[INSTRUCTIONS FOR THE TASK]
If a line in the data has the string "list", please show it.

[TASK MATERIAL]
========================================================================
PR #957, opened 2021-12-10
Underwater Renderer support for Water Body material

daleeidd:
Adds support for the water body material override. It grabs the material from one of the inner tiles. Seems to work well enough if we consider how it is used (WB should be far enough apart).

**EDIT:** Change the solution to something more accurate to the WB itself. Checking camera position is within the WB bounds in the UR. Other benefit is that it is code is contained within the UR which is nicer. Check the first commit to see original solution.

### DIFF
--- a/crest/Assets/Crest/Crest/Scripts/Underwater/UnderwaterRenderer.Effect.cs
+++ b/crest/Assets/Crest/Crest/Scripts/Underwater/UnderwaterRenderer.Effect.cs
@@ -37,6 +37,7 @@ namespace Crest
 
         CommandBuffer _underwaterEffectCommandBuffer;
         PropertyWrapperMaterial _underwaterEffectMaterial;
+        Material _currentOceanMaterial;
         internal readonly UnderwaterSphericalHarmonicsData _sphericalHarmonicsData = new UnderwaterSphericalHarmonicsData();
 
         RenderTargetIdentifier _colorTarget = new RenderTargetIdentifier
@@ -243,7 +244,7 @@ namespace Crest
             }
         }
 
-        internal static void UpdatePostProcessMaterial(
+        internal void UpdatePostProcessMaterial(
             Mode mode,
             Camera camera,
             PropertyWrapperMaterial underwaterPostProcessMaterialWrapper,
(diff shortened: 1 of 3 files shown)


daleeidd:
Change the solution to something more accurate to the WB itself. Checking camera position is within the WB bounds in the UR. Other benefit is that it is code is contained within the UR which is nicer. Check the first commit to see original solution.

crest/Assets/Crest/Crest/Scripts/Underwater/UnderwaterRenderer.Effect.cs
```diff
@@ -115,8 +115,30 @@ int dataSliceOffset
             Material underwaterPostProcessMaterial = underwaterPostProcessMaterialWrapper.material;
             if (copyParamsFromOceanMaterial)
```
huwb, line 116: just to check, will things still work ok if `copyParamsFromOceanMaterial` is false - i guess it will take params from the global water material as usual?

huwb (approved):
Looks good

crest/Assets/Crest/Crest/Scripts/Underwater/UnderwaterRenderer.Effect.cs
daleeidd: It will take global OR material or a WB material if it finds one which means it could get stuck with WB material. I've added validation to recommend users enable it if they use a WB material. LMKWYT

daleeidd: @huwb ping

huwb: Maybe it should always copy params each frame if WBs with material overrides are present. Or even better, cache which material it last copied params from and only copy when necessary (if "always copy" is not enabled, if it is just always copy). What do you think?

In any case I'm happy for this to merge.

daleeidd: The latter sounds great. I've gone with that. Thanks!

daleeidd:
Thanks!

PR #958, opened 2021-12-12
Prewarm foam sim on first frame and teleports

daleeidd:
This prewarms the foam sim if it is the first step since being enabled or the first step for a teleport.

Currently foam can take a second or so to populate and the first moment has no foam. This PR mitigates that by prewarming the sim.

I worked out that swapping the `_SimDeltaTime` with `1.0 / _FoamFadeRate` will match the foam generated when the ocean is in a paused state in the editor (add a custom time provider and override time as zero or pause). So when entering play mode, it is seamless.

It's not the same as foam produced from running all the sims a few frames which would be the perfect solution, but that is probably costly for teleports.

1_1_Target
Editor (ocean is at time zero)

1_2_Current
First frame of play mode (current)

1_3_Fixed
First frame of play mode (this PR)

### DIFF
--- a/crest/Assets/Crest/Crest/Scripts/LodData/LodDataMgrFoam.cs
+++ b/crest/Assets/Crest/Crest/Scripts/LodData/LodDataMgrFoam.cs
@@ -33,6 +33,7 @@ namespace Crest
         readonly int sp_WaveFoamCoverage = Shader.PropertyToID("_WaveFoamCoverage");
         readonly int sp_ShorelineFoamMaxDepth = Shader.PropertyToID("_ShorelineFoamMaxDepth");
         readonly int sp_ShorelineFoamStrength = Shader.PropertyToID("_ShorelineFoamStrength");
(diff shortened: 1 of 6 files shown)


huwb (approved):
Cool so this doesnt "overshoot" - make intense foam in patches which then fades? If it looks good then big thumbs up from me, good idea

daleeidd:
> Cool so this doesnt "overshoot" - make intense foam in patches which then fades?

After further testing it can overshoot slightly depending on the foam strength and coverage. If they are low it will overshoot slightly (perhaps negligibly). If they are high it more undershoots compared to running the sim multiple times.

huwb:
Ok yeah, doesn't sound too bad, but an option would be to add 80% or 90% of the current amount to compensate slightly. But I'll let you decide.

daleeidd:
I changed the formula which works a lot better overall. Noticeable overshooting was mainly at the lower end of _WaveFoamStrength which I have now factored in. I've also made it optional just in case.

huwb:
Nice one

daleeidd:
Thanks.

PR #961, opened 2021-12-21
Allow any renderer as Ocean Input

daleeidd:
Validation only allowed MeshRenderer to be used as an Ocean Input. Now anything deriving from Renderer (include particles) can be used. Also changes the behaviour of "disabled renderer" for trails and lines to only disable the rendering so the trails continue to update.

Foam and TrailRenderer go really well together.

The downside to this PR is that it could be a breaking change if someone has multiple renderers on the same GO. I've added a help box to the top of the component to inform the user of what renderer it is using.

Also, they aren't straightforward to use as the are quads so they need to be aligned the right way. But we have that issue with mesh renderer too.

### DIFF
--- a/crest/Assets/Crest/Crest/Scripts/LodData/RegisterLodDataInput.cs
+++ b/crest/Assets/Crest/Crest/Scripts/LodData/RegisterLodDataInput.cs
@@ -58,7 +58,7 @@ namespace Crest
     {
 #if UNITY_EDITOR
         [SerializeField, Tooltip("Check that the shader applied to this object matches the input type (so e.g. an Animated Waves input object has an Animated Waves input shader.")]
-        [Predicated(typeof(MeshRenderer)), DecoratedField]
+        [Predicated(typeof(Renderer)), DecoratedField]
         bool _checkShaderName = true;
 #endif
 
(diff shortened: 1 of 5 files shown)


huwb:
wow i was literally thinking about this last night. using particles with water inputs can lead to all sorts of things

huwb (approved):
Looks great to me

Btw for meshes, i think we were hoping to at some point change to drawing MeshFilter's rather than MeshRenderers, as theres probably a fair bit of time getting spent in MeshRenderer setup. do you think theres still a way to draw meshes directly in the future? obv DrawMesh would not support particle systems so wondering if there can be multiple paths.

daleeidd:
> Looks great to me

Thanks

> Btw for meshes, i think we were hoping to at some point change to drawing MeshFilter's rather than MeshRenderers, as theres probably a fair bit of time getting spent in MeshRenderer setup. do you think theres still a way to draw meshes directly in the future? obv DrawMesh would not support particle systems so wondering if there can be multiple paths.

Indeed. Worst case scenario we could add a "mode" setting which could default to whatever it finds that makes sense (spline, mesh filter, mesh renderer)

huwb:
Yeah it I guess maybe it could detect at some level if it's a MeshRenderer and if so draw its mesh directly. So could probably be automatic, just need to see for the code comes out and if it's cheaper. Good to know anyway

PR #964, opened 2021-12-26
Add scrollbar to Ocean Debug GUI

daleeidd:
Adds a scrollbar to the _Ocean Debug GUI_ when the _Draw LOD Datas Actual Size_ is used. Scrollbar is appears on the right and scrolls all LODs simultaneously.


huwb (approved):
Good idea

daleeidd:
Thanks!

PR #965, opened 2021-12-26
Add more debug visualisers

daleeidd:
Adds more debug visualisers for visualising the LOD data on the ocean surface. It also merges all of the visualiser options into one dropdown (highlighted in yellow).


huwb (approved):
Great stuff

daleeidd:
Thanks!

PR #966, opened 2021-12-27
Add TiledTexture shader struct

daleeidd:
Refactors our tiled (foam, caustics etc) texture usage.

Key points:
- creates a TiledTexture struct which holds all of the relevant data
- migrates from tex2D and friends to Texture2D
- will be further expanded in #951 which prompted this refactor
- uses namespaces (prompted by #943) and statics

I will be adding functions to the struct for handling floating origin. Not using a struct has become clunky.

As for namespaces, #943 means that our code is included in other people's shaders which could mean naming conflicts. We could just prefix everything but this is much nicer. It looks verbose right because I haven't added the namespace everywhere which would remove the need WaveHarmonic::Crest everywhere. Will do that in another PR.

A final note is that there is proxy methods for Sample and SampleLevel. From what I read, all functions get inlined so this should have zero cost.

LMKWYT!

### DIFF
--- a/crest/Assets/Crest/Crest/Shaders/Ocean.shader
+++ b/crest/Assets/Crest/Crest/Shaders/Ocean.shader
@@ -266,6 +266,8 @@ Shader "Crest/Ocean"
 			#include "Helpers/BIRP/Core.hlsl"
 			#include "Helpers/BIRP/InputsDriven.hlsl"
 
+			#include "ShaderLibrary/Common.hlsl"
+
 			#include "OceanGlobals.hlsl"
 			#include "OceanInputsDriven.hlsl"
 			#include "OceanShaderData.hlsl"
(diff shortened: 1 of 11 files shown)


huwb (approved):
nice. makes sense to me. i didnt even know namespaces were a thing in hlsl. assume this will work on all platforms?

daleeidd:
Not 100% sure. It works on Metal, DX11 and Vulkan from testing. If I look at the compiled code, all of the abstractions are compiled out. That leaves PSSL (PS5 etc) as I cannot confirm myself. I assume the same will happen and it will work for PSSL but there is a risk it won't because it is a lesser known feature. Not much information out there.

I will remove it for now and try adding it in 2022. That way we are not caught out and have to patch it.

huwb:
I hear that namespace's are fine in PSSL so lets leave it in!

daleeidd:
Thanks!

PR #969, opened 2022-01-02
Specialise spectrum editor for different wave components

huwb:
I started implementing the gravity multiplier as a time scale but its not the same thing - wave speed is proportional to the square root of gravity, so while it does depend on gravity, its not a simple time scale.

There are other things in the spectrum editor that arent relevant / dont work on fft, like wave direction variance and all the advanced controls and it sucks that they are exposed.

So i decided to look at supporting a generic argument that the Embedded attribute can pass to the editor, so that the editor could change fields for Gerstner vs FFT. Not sure how this scores on beauty/simplicity, but it is a general-ish feature and i think the UX is much better. Let me know what you think?

It does not disturb existing embedded editors - they dont require change and if the functionality is not needed, the usage of the Embedded attribute remains the same as previously.


crest/Assets/Crest/Crest/Scripts/Helpers/Attributes/EmbeddedFieldAttribute.cs
```diff
@@ -15,20 +15,29 @@ public class EmbeddedAttribute : DecoratedPropertyAttribute
     {
 #if UNITY_EDITOR
         internal EmbeddedAssetEditor editor;
+
+        // Generic argument that can be passed to embedded editor
+        int _argument;
```
daleeidd, line 20: Would this be better as a Type instead of int?

daleeidd:
Yeah, this works for now with the least hassles. Nice.

Is the plan to move more things into the spectrum (like Turbulence) using this approach, or perhaps the reverse?

What about the case where the spectrum is edited in a standalone inspector? Right now it shows only FFT. Should it show everything? 

Maybe down the line we could make things more generic. Turbulence and Variance could be the same property if variance is normalised to 0-1. That would be a fair bit of work migration wise so it would have to be a breaking change.

crest/Assets/Crest/Crest/Scripts/Helpers/Editor/EmbeddedAssetHelpers.cs
```diff
@@ -200,6 +211,10 @@ public void UpdateEditor(SerializedProperty property)
             if (m_Editor == null && target != null)
             {
                 m_Editor = Editor.CreateEditor(target);
+
+                // Pass through argument for editors that receive it
+                (m_Editor as IEditorWithArg)?.SetArgument(argument);
```
daleeidd, line 216: I think we could change this to accepting a type. And then getting the type like so: `property.serializedObject.targetObject.GetType()`. And maybe rename IEditorWithArg to IEmbeddable. And SetArgument to SetEmbedderType? That way it is more clear what the pattern is for. If this whole thing is temporary then we can leave as is but would be nice if it was more clear if it does stick around. LMKWYT.

huwb: ah yes much better! one

huwb:
oh yeah good shout! done now, much better

> Is the plan to move more things into the spectrum (like Turbulence) 

yeah would be great but i believe thats a breaking change. ill add to the list for 2022?

> What about the case where the spectrum is edited in a standalone inspector

yeah in general i guess it should show everything. one could add a "_isEmbedded" bool to help with that kind of stuff. however here i'd vote for sticking to FFT as it is the primary wave system. let me know if this sounds ok.

daleeidd:
> > Is the plan to move more things into the spectrum (like Turbulence)
> 
> yeah would be great but i believe thats a breaking change. ill add to the list for 2022? migration for this feels like a can of worms.

Agreed.

> > What about the case where the spectrum is edited in a standalone inspector

> yeah in general i guess it should show everything. one could add a "_isEmbedded" bool to help with that kind of stuff. however here i'd vote for sticking to FFT as it is the primary wave system. let me know if this sounds ok.

True... Could add a help box when not embedded letting the user know it is only showing FFT options and should be edited in a ShapeGerstner if wanting Gestner options? Or even a "mode" enum when not embedded to show FFT or Gerstner options. Or only show common options and show help box to edit in a Shape component to see specific options. Mainly so people aren't confused.

huwb:
Done now, let me know if it looks ok

crest/Assets/Crest/Crest/Scripts/Shapes/OceanWaveSpectrum.cs
```diff
@@ -444,6 +468,16 @@ public override void OnInspectorGUI()
...
+            // Display a notice if its being edited as a standalone asset (not embedded in a component) because
+            // it displays the FFT-interface.
+            if (_hostComponentType == null)
+            {
+                EditorGUILayout.Space();
+                EditorGUILayout.HelpBox("This editor is displaying the FFT spectrum settings. " +
+                    "To edit settings specific to the ShapeGerstner component, assign this asset to a ShapeGerstner component " +
+                    "and edit it there by expanding the Spectrum field.", MessageType.Info);
+            }
+
```
daleeidd, line 480: This would make more sense at the top of the inspector which would be consistent with "This is a shared asset." message when embedded.

daleeidd (approved):
Nice. Just one minor thing.

crest/Assets/Crest/Crest/Scripts/Shapes/OceanWaveSpectrum.cs
huwb: done

huwb:
Thanks, merging

crest/Assets/Crest/Crest/Scripts/Shapes/OceanWaveSpectrum.cs
daleeidd: Thanks

PR #531, opened 2021-04-06
MTP-1813: Request an intel tool account

xoen:
### What
Users can request an account directly. 

It uses [existing 'Account Request' functionality in `api`](https://github.com/ministryofjustice/money-to-prisoners-api/blob/8f7882917a5ccce1d0bd7a7a529e9bab523590de/mtp_api/apps/mtp_auth/urls.py#L11) with some tweaks.

⚠️ **NOTE**: As prison is optional for these account requests and as a new "Your manager's email" field needs to be added, this PR is [dependent on the corresponding `api` PR](https://github.com/ministryofjustice/money-to-prisoners-api/pull/649) to be merged.

### Links
Ticket: https://dsdmoj.atlassian.net/browse/MTP-1813
Prototype starts: https://pm-intelligence-tool.herokuapp.com/sign-in

### DIFF
--- a/mtp_noms_ops/apps/mtp_auth/forms.py
+++ b/mtp_noms_ops/apps/mtp_auth/forms.py
@@ -48,8 +48,6 @@ class SignUpForm(BaseSignUpForm, BaseTicketForm):
             self.add_error(None, _('This service is currently unavailable'))
 
     def clean(self):
-        self.cleaned_data['role'] = 'security'
-
         if self.is_valid() and self.user_already_requested_account():
             return self.submit_ticket(
                 self.request,
--- a/mtp_noms_ops/apps/mtp_auth/forms.py
+++ b/mtp_noms_ops/apps/mtp_auth/forms.py
@@ -48,9 +48,6 @@ class SignUpForm(BaseSignUpForm, BaseTicketForm):
         self.cleaned_data['role'] = 'security'
 
         if self.is_valid() and self.user_already_requested_account():
-            # Subsequent account requests sent to ZenDesk are approved by Family Services
-            self.request.session['approver'] = _('Family Services')
-
             return self.submit_ticket(
                 self.request,
                 subject=self.account_request_zendesk_subject,
--- a/mtp_noms_ops/apps/mtp_auth/forms.py
+++ b/mtp_noms_ops/apps/mtp_auth/forms.py
@@ -23,8 +23,11 @@ class AcceptRequestForm(AcceptRequestFormBase):
 
 
 class SignUpForm(BaseSignUpForm, BaseTicketForm):
-
-    account_request_zendesk_subject = _('MTP for digital team - Prisoner money intelligence - Request for new staff account')  # noqa: E501
+    account_request_zendesk_subject = (
+        'MTP for digital team - '
+        'Prisoner money intelligence - '
+        'Request for new staff account'
+    )
     zendesk_tags = ('feedback', 'mtp', 'noms-ops', 'account_request', settings.ENVIRONMENT)
 
     role = forms.CharField(label=_('Role'), initial='security')
--- a/mtp_noms_ops/apps/mtp_auth/forms.py
+++ b/mtp_noms_ops/apps/mtp_auth/forms.py
@@ -1,6 +1,18 @@
+import logging
+
 from django import forms
-from django.utils.translation import gettext_lazy as _
-from mtp_common.user_admin.forms import AcceptRequestForm as AcceptRequestFormBase
+from django.conf import settings
+from django.utils.translation import gettext as _
+from mtp_common.user_admin.forms import (
+    AcceptRequestForm as AcceptRequestFormBase,
+    SignUpForm as BaseSignUpForm,
+)
+from oauthlib.oauth2 import OAuth2Error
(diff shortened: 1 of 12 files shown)


mtp_noms_ops/apps/mtp_auth/forms.py
```diff
@@ -0,0 +1,52 @@
...
+        except (RequestException, OAuth2Error, ValueError):
+            logger.exception('Could not look up access requests')
+            self.add_error(None, _('This service is currently unavailable'))
+
+    def clean(self):
+        self.cleaned_data['role'] = 'security'
+
+        if self.is_valid() and self.user_already_requested_account():
+            # Subsequent account requests sent to ZenDesk are approved by Family Services
+            self.request.session['approver'] = _('Family Services')
```
Staberinde, line 42: So this isn't actually true; it's FIU that review Intelligence Tool requests. But i'm not quite sure why you're adding this in the first place?

mtp_noms_ops/templates/mtp_common/user_admin/sign-up-success.html
```diff
@@ -0,0 +1,11 @@
+{% extends 'mtp_common/user_admin/sign-up-success.html' %}
+{% load i18n %}
+{% load mtp_common %}
+
+{% block whats_next_message %}
+  <p>
+    {% blocktrans trimmed with approver=approver|wrapwithtag:'strong' %}
+      Once {{ approver }} has approved your request, you’ll get an email with your sign in details.
```
Staberinde, line 8: You can hardcode approver, as it's always going to be FIU

xoen: 🤔 It's true actual account request is always approved by FIU but in Justin prototype:
1. First request confirmation message says: ["Once **a member of the Financial Investigations Unit** has approved [...]"](https://pm-intelligence-tool.herokuapp.com/request_access_confirmation)
2. Subsequent request confirmation message says: ["Once **Family Services** has approved [...]"](https://pm-intelligence-tool.herokuapp.com/request_access_already_confirmation)

I'll double-check with Justin 🤷 

PS: This is also why when we submit a ticket to ZenDesk we set the approver to "Family Services".

mtp_noms_ops/apps/mtp_auth/forms.py
```diff
@@ -0,0 +1,52 @@
+import logging
+
+from django import forms
+from django.conf import settings
+from django.utils.translation import gettext as _
```
ushkarev, line 5: be careful about importing `gettext` vs `gettext_lazy`. it's customary in django to import the lazy version as `_`, and in fact that's the one you want. not using the lazy version means that class-level attributes would be locked to the _first_ language that loads

xoen: I see what you mean about the locking of the language 🤔 

Reason why I used the non-lazy version is because I'm using this here to translate a string that goes in the session (`Family Services` as for subsequent requests the message will be slightly different)...it turns out that you can't serialise the output of the lazy version 😬 

I thought that was simple and good enough but maybe we just use a simple constant in the session and make the translation in the view, I'll change 👍

xoen: As discussed, removed and simplified this thanks to the fact success message will be always the same.

mtp_noms_ops/templates/mtp_common/user_admin/sign-up-success.html
xoen: FYI: I was following the prototype, but turned out we actually don't want to show a different message so [I simplified the code](https://github.com/ministryofjustice/money-to-prisoners-noms-ops/pull/531/commits/391efe0259e2c1d7539652fc0c47196b4d098e9d) and can resolve this and the other related comment.

mtp_noms_ops/apps/mtp_auth/forms.py
xoen: FYI: [Showing always the same success message now](https://github.com/ministryofjustice/money-to-prisoners-noms-ops/pull/531/commits/391efe0259e2c1d7539652fc0c47196b4d098e9d) - resolving this.

mtp_noms_ops/templates/mtp_common/user_admin/sign-up-success.html
```diff
@@ -0,0 +1,11 @@
+{% extends 'mtp_common/user_admin/sign-up-success.html' %}
+{% load i18n %}
+{% load mtp_common %}
+
+{% block whats_next_message %}
+  <p>
+    {% blocktrans trimmed with approver=approver|wrapwithtag:'strong' %}
```
ushkarev, line 7: you can drop the `with approver=approver|wrapwithtag:'strong'` now as the param isn't used anymore

xoen: I thought I got rid of that but well spotted. Sorted: 168abff82171c5d2fa570a00ec5f0bc48115b4f6

ushkarev (approved):
looks legit 👍

xoen:
Cheers @ushkarev ☺️

PR #532, opened 2021-04-06
Fixed tests that broke due to the change to British Summer Time on 28th March

Staberinde:


xoen (approved):
LGTM 👍

ushkarev:
FYI: instead of specifying the time zone in each test, you can just use `timezone.localtime`.
that'd automatically pick up the "Europe/London" setting. the timezone is of course exceptionally unlikely to change, but this would make the code a bit simpler

PR #533, opened 2021-04-08
MTP-1821: Add a new user

xoen:
Tweaks to the `mtp-common`'s 'New User' form:
- Tweak to opening paragraph copy
- Tweak to copy of `user_admin` checkbox label

Ticket: https://dsdmoj.atlassian.net/browse/MTP-1821


mtp_noms_ops/apps/user_admin/views.py
```diff
@@ -0,0 +1,17 @@
+from django.utils.translation import gettext_lazy as _
+from mtp_common.user_admin.views import UserCreationView as UserCreationViewBase
+
+from .forms import UserUpdateForm
+
+
+
```
Staberinde, line 7: One too many blank lines

mtp_noms_ops/apps/user_admin/views.py
```diff
@@ -0,0 +1,17 @@
+from django.utils.translation import gettext_lazy as _
+from mtp_common.user_admin.views import UserCreationView as UserCreationViewBase
+
+from .forms import UserUpdateForm
```
Staberinde, line 4: Any reason why you've used a relative import here, but absolute imports elsewhere?

mtp_noms_ops/templates/mtp_common/user_admin/update.html
```diff
@@ -1,3 +1,69 @@
...
+            <strong aria-labelledby="id_username-label">{{ form.username.value }}</strong>
+          </p>
+        {% endif %}
+
+        {% include 'mtp_common/forms/field.html' with field=form.first_name input_classes='govuk-input--width-20' only %}
+        {% include 'mtp_common/forms/field.html' with field=form.last_name input_classes='govuk-input--width-20' only %}
+        {% include 'mtp_common/forms/field.html' with field=form.email input_classes='govuk-input--width-20' only %}
+
+        {% with field=form.role %}
+          {% if field.field.choices %}
```
Staberinde, line 44: Not sure if you need this `if` statement here. In fact you can probably let the form widget render the field itself:

mtp_noms_ops/urls.py
```diff
@@ -88,6 +89,8 @@ def root_view(request):
     ),
     url(r'^', include('security.urls', namespace='security')),
 
+    # Override mtp_common.user_admin's /users/new/ view
+    url(r'^users/new/$', UserCreationView.as_view(), name='new-user'),
```
Staberinde, line 93: Hmm, I wonder whether it would be nicer to leave defining the `new-user` url down to the service, so there's no overriding needed. What do you think?

Staberinde (commented):
Just a couple of comments

mtp_noms_ops/apps/user_admin/views.py
xoen: Darn it, I moved things around a little and forgot a newline 😛

mtp_noms_ops/apps/user_admin/views.py
xoen: You mean like `from user_admin.forms import` instead of `from user_admin.forms import`?

I think I saw this in other places in the codebase and imported the same way here, it makes sense as I'm importing from within the same module, hence the `from .forms`.

mtp_noms_ops/templates/mtp_common/user_admin/update.html
xoen: I didn't try to be clever, I copied from `mtp-common` and override only what needed to change to be on the safe side.

mtp_noms_ops/urls.py
xoen: Not sure, it makes sense for `mtp-common` to provide this functionality but I had to override some of copy, e.g. the checkbox label:

> FIU This account is for an FIU user (FIU users will be able to manage other user accounts)

I think it's nice that `mtp-common` provides a good enough/generic implementation instead of forcing the service to re-implement it.

mtp_noms_ops/apps/user_admin/views.py
xoen: https://github.com/ministryofjustice/money-to-prisoners-noms-ops/pull/533/commits/5fdfda9d95b9fc23d6f8cc673fa7d8ef7de51cbb should hopefully sort this out.

ushkarev (approved):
========================================================================
[FINISHED EXERCISE]
yeah would be great but i believe thats a breaking change. ill add to the list for 2022?
> yeah would be great but i believe thats a breaking change. ill add to the list for 2022? migration for this feels like a can of worms.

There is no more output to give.